The company that’s paving the path to make this dream become a reality is Cambodia’s first local telco company, Cellcard.

Speaking to Mashable Southeast Asia, Cellcard’s chief executive officer Ian Watson said the company feels that the key to achieving this vision includes esports and gaming.

“Cellcard has been organizing various esports tournaments in the recent couple of years and with strategic partnerships with Tencent, Moonton and NetEase, we’re getting closer to turning Cambodia digital,” Ian said.

The key in ensuring that Cambodians become digital are the diverse affordable packages and plans that Cellcard provides, with an aim to provide accessibility to every person in the nation.
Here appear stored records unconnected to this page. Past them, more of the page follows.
PR #218, opened 2018-12-12
Improve herbstclient output passthrough in tests

dnnr:
This removes the python version selection from .travis.yml because
it doesn't work as expected, so no f-strings for us.

PR #224, opened 2018-12-15
Move rule_add_command() into RuleManager

dnnr:
The tables for mapping conditions and consequences to their respective
handlers are turned into std::maps, and HSCondition/HSConsequence now 
identify themselves by name instead of table index ("type").

As an improvement, rule parsing now validates the correct usage of "not".


dnnr:
This includes #218, which should be merged first

PR #227, opened 2018-12-17
Remove redundant local in Decoration::redrawPixmap

dnnr:
Since client->dec is always be identical to "this", the local copy is
pointless.


dnnr:
This change seems a bit *too* obvious, so I hope I'm not wrong with what I asserted in the PR description.

t-wissmann:
It's not too obvious, because we've missed this so far. This was simply part of the C-code where the variables of the struct were copied into the local context ;-)

PR #230, opened 2018-12-17
Move monitor globals into ManagerManager module

dnnr:
This eliminates the need for monitor_{init,destroy}.

The dtor of MonitorManager still has to call clearChildren() explicitly
(although the base class dtor does the same thing) to ensure that it
done before stack is deleted.


t-wissmann:
You can make the global variables members of MonitorManager (except for `g_monitors` itself).

dnnr:
Hmmm, let me check again. I either got a good reason not do to it (yet), or I've got another branch where I already did it. Or I just forgot about that step.

dnnr:
Oh yeah right: I wasn't sure if this is really what we want, and since it would necessitate changes in all points of usages, I decided not to do it. For the latter reason, I'd still like to postpone it for separate PR.

PR #231, opened 2018-12-17
Enable more warnings in debug flags

dnnr:


ypnos:
Unrelated to the warnings, but related to the debug flags:

I found that -Og, other than the name suggests, optimized out a variable that I needed to watch in debugging. Maybe I should revert it to -O1?

dnnr:
I was thinking about that back when you made the switch to CMake: For using ASAN, it's actualyl recommended to use at least -O1 in order to the minimize the runtime impact of the code instrumentation. I considered suggesting it, but given that the build type also needs to be usable for debugging, I thought that runtime performance is less important.

That being said, I'm really surprised that -Og worsens the debugging experience over -O1, but if it does, feel free to revert to -O1.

With a majority of the fact that 60 percent of Cambodians are those below the age of 30, this approach is crucial as a driving force for the country to become fully digital very soon.

In Cambodia, among the popular gaming titles that many of its youth enjoy include PUBG Mobile, Mobile Legends: Bang Bang (MLBB), and Rules of Survival (RoS) and an original content and exclusive ONE Warrior Series that Cellcard offers to its subscribers. The company also launched Cambodia’s first online gaming platform, PlayGame in April, 2020.
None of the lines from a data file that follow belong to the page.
PR #232, opened 2018-12-17
Add some completion tests

t-wissmann:
Add tests for various types of completion functions.

### DIFF
--- a/tests/conftest.py
+++ b/tests/conftest.py
@@ -31,12 +31,19 @@ class HlwmBridge:
         # by self.hc_idle
         self.wmclass2winid = {}
 
-    def _checked_call(self, cmd, expect_success=True):
+    def _possibly_split_command(self, cmd):
+        """
+        Split a string using shlex but keep a list of strings intact.
+        """
         if isinstance(cmd, list):
             args = [str(x) for x in cmd]
             assert args
         else:
             args = shlex.split(cmd)
+        return args
+
+    def _checked_call(self, cmd, expect_success=True):
+        args = self._possibly_split_command(cmd)
 
         try:
             proc = subprocess.run([self.HC_PATH, '-n'] + args,
@@ -92,6 +99,16 @@ class HlwmBridge:
 
         self.client_procs.append(proc)
         return winid
+
+    def complete(self, cmd):
+        """
+        List all completions for the next argument for the given command.
+        This is more a helper to test completions.
+        """
+        args = self._possibly_split_command(cmd)
+        position = len(args)
+        res = self.call(['complete', position] + args)
+        return sorted(res.stdout.splitlines(False))
 
     def create_clients(self, num):
         return [self.create_client() for i in range(num)]
--- a/tests/conftest.py
+++ b/tests/conftest.py
@@ -1,5 +1,6 @@
 import os
 import os.path
+import re
 import shlex
 import subprocess
 import sys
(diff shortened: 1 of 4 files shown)


tests/conftest.py
```diff
@@ -31,12 +32,19 @@ def __init__(self, display, hlwm_process):
         # by self.hc_idle
         self.wmclass2winid = {}
 
-    def _checked_call(self, cmd, expect_success=True):
+    def _possibly_split_command(self, cmd):
```
dnnr: I found this name a bit confusing. I think somethink like `_prepare_cmd_args` (or "parse") would be better. (Don't say what it does, but say what it's good for.)

tests/conftest.py
```diff
@@ -93,6 +101,67 @@ def create_client(self, title=None):
...
+                    raise Exception(("completion for \"{}\" returned the partial "
+                                    + "completion item \"{}\"").format(cmd, i)
+                                    ) from None
+                else:
+                    items.append(i[0:-1])
+        return sorted(items)
+
+    def list_children_via_attr(self, object_path):
+        """
+        list the names of children of the
```
dnnr: Start sentence with capital letter ;-)

t-wissmann: These and the `_possibly…` thing fixed in 8bd78b8

tests/test_clients.py
```diff
@@ -18,3 +18,6 @@ def test_alter_fullscreen(hlwm):
     assert hlwm.get_attr('clients.focus.fullscreen') == 'true'
     hlwm.call('attr clients.focus.fullscreen toggle')
     assert hlwm.get_attr('clients.focus.fullscreen') == 'false'
+
+def test_fullscreen_completion(hlwm):
+    assert hlwm.complete("fullscreen") == 'false off on toggle true'.split(' ')
```
dnnr: It feels a bit hacky to me, to use `split` like that. If most completion tests are going to look like that, I'd propose a different approach. If we were using pyhamcrest, we could introduce a custom matcher here. Within out toolset, we could make `hlwm.complete()` return an object offers a matcher method that takes care of the string splitting.

tests/test_rules.py
```diff
@@ -158,6 +158,15 @@ def test_complete_unrule_offers_all_rules(hlwm, rules_count):
 
     assert call.stdout == '\n'.join(rules + ['-F', '--all']) + '\n'
 
+def test_complete_rule(hlwm):
```
dnnr: Add another blank space above here (PEP-8 rule)

tests/test_rules.py
```diff
@@ -158,6 +158,15 @@ def test_complete_unrule_offers_all_rules(hlwm, rules_count):
...
+    global string_props, numeric_props, consequences
```
dnnr: There is no need for this `global` statement

tests/test_rules.py
```diff
@@ -158,6 +158,15 @@ def test_complete_unrule_offers_all_rules(hlwm, rules_count):
...
+    assert hlwm.complete('rule', partial=True) == sorted(
+        [ i + ' ' for i in '! not prepend once printlabel'.split(' ')]
```
dnnr: There's not supposed to be whitespace after opening brackets (another PEP-8 rule)

dnnr:
Besides my comments, this looks good to me overall!

tests/test_clients.py
t-wissmann: I'm really unsure about the future of tests for completions. I don't want to copy the entire completions to the test suite https://github.com/herbstluftwm/herbstluftwm/blob/master/src/command.cpp#L31

dnnr: It's a very large surface to cover. Maybe we could try a heuristic approach?

 * for every command dispatched in the test suite, verify that it would have been "reachable" via 
completions
 * enumerate and run everything that is offered via completions, expect it to succeed (not sure if this is feasible)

It’ll also be bringing 5G connectivity as Cambodia prepares itself for the 2023 SEA Games.

Changing mindsets on gaming, esports, and digitization.
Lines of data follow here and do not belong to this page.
PR #485, opened 2019-05-10
Use PlainStack in the Stack class

t-wissmann:
At the same time, call the member variable top_. This simplifies the
code in stack.cpp.

### DIFF
--- a/src/monitormanager.cpp
+++ b/src/monitormanager.cpp
@@ -377,7 +377,7 @@ int MonitorManager::stackCommand(Output output) {
     for (Monitor* monitor : monitorStack_) {
         vector<shared_ptr<StringTree>> layers;
         for (size_t layerIdx = 0; layerIdx < LAYER_COUNT; layerIdx++) {
-            auto layer = monitor->tag->stack->top_[layerIdx];
+            auto layer = monitor->tag->stack->slices_[layerIdx];
 
             vector<shared_ptr<StringTree>> slices;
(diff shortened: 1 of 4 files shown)


src/monitormanager.cpp
```diff
@@ -377,7 +377,7 @@ int MonitorManager::stackCommand(Output output) {
     for (Monitor* monitor : monitorStack_) {
         vector<shared_ptr<StringTree>> layers;
         for (size_t layerIdx = 0; layerIdx < LAYER_COUNT; layerIdx++) {
-            auto layer = monitor->tag->stack->top[layerIdx];
+            auto layer = monitor->tag->stack->top_[layerIdx];
```
dnnr: Maybe this is an opportunity for a different name altogether? I think we even discussed this some time ago... iirc, the reason that it is called `top` is because it used to be a pointer to the first entry of a linked list?

How about calling it `slices_` or `layers_`?

t-wissmann: I remember the discussion but I can't remember any conclusion. But `slices_` and `layers_` are fine for me. Maybe let's go for `slices_`?

dnnr: I don't think we came to any conclusion other than that we should rename it at some point. ;-) I'm fine with both, but `slices_` seems slightly more logical.

t-wissmann: I've renamed it.

PR #486, opened 2019-05-11
Migrate raise_monitor command

t-wissmann:
Move the implementation raise_monitor command to MonitorManager. Also
implement the completion using the Completion class. The old
implementation complete_against_monitors() was not deleted since it is
used for the completion of other commands.

Also add test cases for raise_monitor and its completion.


src/monitormanager.h
```diff
@@ -31,6 +32,7 @@ class MonitorManager : public IndexingObject<Monitor> {
     int list_monitors(Output output);
     int list_padding(Input input, Output output);
     int string_to_monitor_index(std::string string);
+    void completeMonitorName(Completion& complete);
```
dnnr: This looks and feels like an internal helper. Why not make it private?

t-wissmann: It should have the same visibility as `string_to_monitor_index` because every command that is allowed to take a monitor as an argument should be able to call `completeMonitorName`. (That's why the other completion helpers in other classes are (and should stay) public too, e.g. `RootCommands::completeAttributePath`)

dnnr: Okay, makes sense! :+1:

PR #489, opened 2019-05-12
 Clean up slice member functions and visibility

t-wissmann:
Remove the unused functions slice_destroy() and slice_highest_layer()
(the latter is unused in master as well). Also make
extractWindowsFromSlice() a member function of Slice. This allows us to
make nearly all member variables of Slice private.


t-wissmann:
This includes #485.

PR #490, opened 2019-05-12
 Make SliceType an enum class Slice::Type

t-wissmann:
The members of this type class are named ClientSlice and
WindowSlice because the names without the suffix lead to shadowing
clashes (-Werror=shadow).


t-wissmann:
This includes #489 and #485.

PR #499, opened 2019-05-19
Catch exceptions by stoi() and stoul() calls

t-wissmann:
This fixes the crash when non-integer values are passed as the
respective arguments.


t-wissmann:
Since this only fixes crashes, I'm merging this directly.

PR #506, opened 2019-05-24
Check in herbstclient if herbstluftwm is running

t-wissmann:
This adapts ad8b461b6a6c0b7ef14fe6a8d55a10dd9a35652f (#480) to the old
herbstclient code in master


t-wissmann:
This herbstclient passes all tests in the winterbreeze branch, so I'd say it's save to be used.

PR #511, opened 2019-05-26
Read monitor list from xrandr

t-wissmann:
Add monitor detection via xrandr. This also ads a cmake option to
disable this feature at compile time.

There is a separate xrandr event (see man 3 xrandr), which we don't ask
for at the moment, since listening to resolution changes (Root window
gets reconfigured) seems to be enough for the moment.


dnnr:
What's the reason for making this compile-time configurable? I'd prefer if we didn't enter ifdef hell unless we really need to.

t-wissmann:
it's another compile time dependency not everybody needs.

Related: somebody joined the irc and asked for xrandr support such that he can build hlwm without xinerama support to make the system xinerama-free.

And I can imagine that there are people that do it the other way round. I don't see the ifdef hell here.

dnnr:
Any ifdef is ifdef hell, imho. :wink: But if there's demand for it, so be it. :+1: Is there something fishy about xinerama or xrandr that I'm not aware of? I'd just disable it if I didn't want to use it.

t-wissmann:
I've made xrandr mandatory.

dnnr:
Looks good to me, but I haven't tested it. Do you want me to?

blarz:
Does the INSTALL file need an update, too? Or how specific is the list of dependencies?

t-wissmann:
> Looks good to me, but I haven't tested it. Do you want me to?

I didn't know which corner cases to test, any ideas are welcome. Do you have any ideas how to test it in the testsuite?

> Does the INSTALL file need an update, too? Or how specific is the list of dependencies?

Right, we should update INSTALL as well!

dnnr:
I got no idea... I assumed that manual testing is all we can do here.

t-wissmann:
If you can test it manually, that would be great!

t-wissmann:
It seems to work here, so let's merge it!

PR #516, opened 2019-05-31
Merge winterbreeze with master

t-wissmann:
This merges master with winterbreeze, such that at any point, we can
simply fast-forward merge winterbreeze into master.


t-wissmann:
Once all the tests pass, I will merge this manually from the command line.

PR #539, opened 2019-06-09
Use Converter for MouseCombo io

t-wissmann:
Implement Converter<MouseCombo> and use it for parsing and completion of
MouseCombo values.


t-wissmann:
This includes #538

Esports is now a billion dollar industry. IMAGE: European Gaming.

Ian, who enjoys playing the Call of Duty series and Fortnite, sees gaming and esports as a way to usher in a more digitized Cambodia.

He’s lived through two different times. In the past, people used to scorn video games and gamers as a waste of time. Recent years has seen growing change of attitude with many seeing potential in video games in helping humans cope with disabilities and as a learning tool.

Esports in itself is now seen as a billion dollar industry and can potentially spur the growth of a country’s economy. Cambodia, for one, certainly can benefit from it tremendously.

“I think the adoption of gaming has been extremely critical to the local gaming industries and the proliferation of telco companies. I think it’s very important we keep investing and nurturing this ever growing market because it’s got a huge potential as it expand into other areas such as education.”

Ian said the possibilities are infinite especially when it comes to the reach and benefits of gaming. He cited an example of the gamification of the health and safety industry to educate the public on the know hows.

To kick things off, Cellcard has been investing in local gamers so that Cambodians have better exposure when it comes to international tournaments and possibly even become professional esports athletes.

The company recently signed 30 young gamers. Out of that figure, 20 of them are gamers, content creators, streamers, casters who get paid on a monthly basis since Ian sees them as part of the Cellcard family.

For Cellcard it’s extremely straightforward: Convince the Cambodians that it’s possible to make a living by going digital and the rest will follow suit.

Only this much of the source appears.